Why don't you ask him un box things on YouTube

klondikecookie Sat 22-Apr-17 16:43:17

I'm always a bit surprised by these threads, you'll get a fair amount of support, OP.

When I was in college, around 15 years ago, I knew hardly anyone that worked. Those that did seemed to do so because they wanted the income for running a car or something, above and beyond what their peers had.

I recall studying very hard in the months leading up to my A levels and don't think that I could have done that if I had a job. I also remember college as the best years of my life and am glad I was able to enjoy my adolescence a little, as well as studying.

You say he works hard anyway, and finances aren't the issue, so I don't really see why you're trying to force a job on him.

A summer job (if he can actually find one these days) might be a good compromise.

ILikeBeansWithKetchup Sat 22-Apr-17 16:43:35

As a teacher of sixth form students, I would say leave this one well alone , since you can.

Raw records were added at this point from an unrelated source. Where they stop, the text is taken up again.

PR #457, opened 2022-07-07
Updating Automated Tests

### LINKED ISSUE #402: Document Github CI
Since we have quite a few GitHub actions, we should document what they do in Contributing.md

### LINKED ISSUE #421: Cleanup/organization of GitHub actions and tests.
## Description 
Review Github actions and see which one is needed and not.

### LINKED ISSUE #463: [BUG] When reading with JSON, staging files are not deleted if tables are empty.
## Environment
- Vertica Spark Connector version: 3.3.0
---

## Problem Description
- When reading from an empty table using option `json`, connector fails if the table is empty.
---

Aryex:
### Summary

This PR contains updates to the automated testing. In general, each PR now only runs unit tests, scalastyles, and functional test against latest Spark. Regression testing and other tests are done nightly.

### Description
Replacing `main.yml` with `on-pull-request.yml` workflow, now run unit tests, scalastyle checks, and functional tests against the latest version of Spark.

Updated `nightly.yml` workflow to perform long-running tests. This includes:

- Regression testing against different Spark 3.x vs Vertica 10, 11, and 12
- Testing against GCS and S3
- Testing JSON option against Spark 3.x vs Vertica 12. This involves updating a few functional tests to handle json option.

Functional tests updated:
- Added an exclude option, allowing the user to exclude test suites from a run.
- Modified checks for a few tests in ComplexTypeTests and EndToEndTests to account for when using JSON option.
- `build.sbt` no longer specify `org.apache.hadoop.hadoop-hdfs` dependency. `spark-core` already defines it. 
- `build.sbt` will now additionally look for `sparkVersion` and `hadoopAwsVersion` from the environment variables. Previously it was only checking in JVM's properties.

Those with part time jobs are often taken advantage of by employers and 'persuaded' to work more hours than they really should. Their priorities often shift towards their job, once they know what it's like to have money in their pocket. They often under perform in exams and use employed work as an excuse for not doing school work...and they are often tired.

I am sure there are exceptions , but I can't think of any!

theDudesmummy Sat 22-Apr-17 16:46:59

I would not have allowed my DDs to work when they were doing their A-levels. Their job was to get the best results they could.

BarbaraofSeville Sat 22-Apr-17 16:47:17

When I was in the sixth form it was unusual for students to not work - almost everyone did - cafes, restaurants, shops, stables, garden centres, one was even a professional footballer - she played for a top flight women's team from 17/18 and went on to make a career of it.

Even if there is no financial aspect, it is and advantage when applying for university, further education or full time work on leaving education to have actual work experience and be able to provide a reference.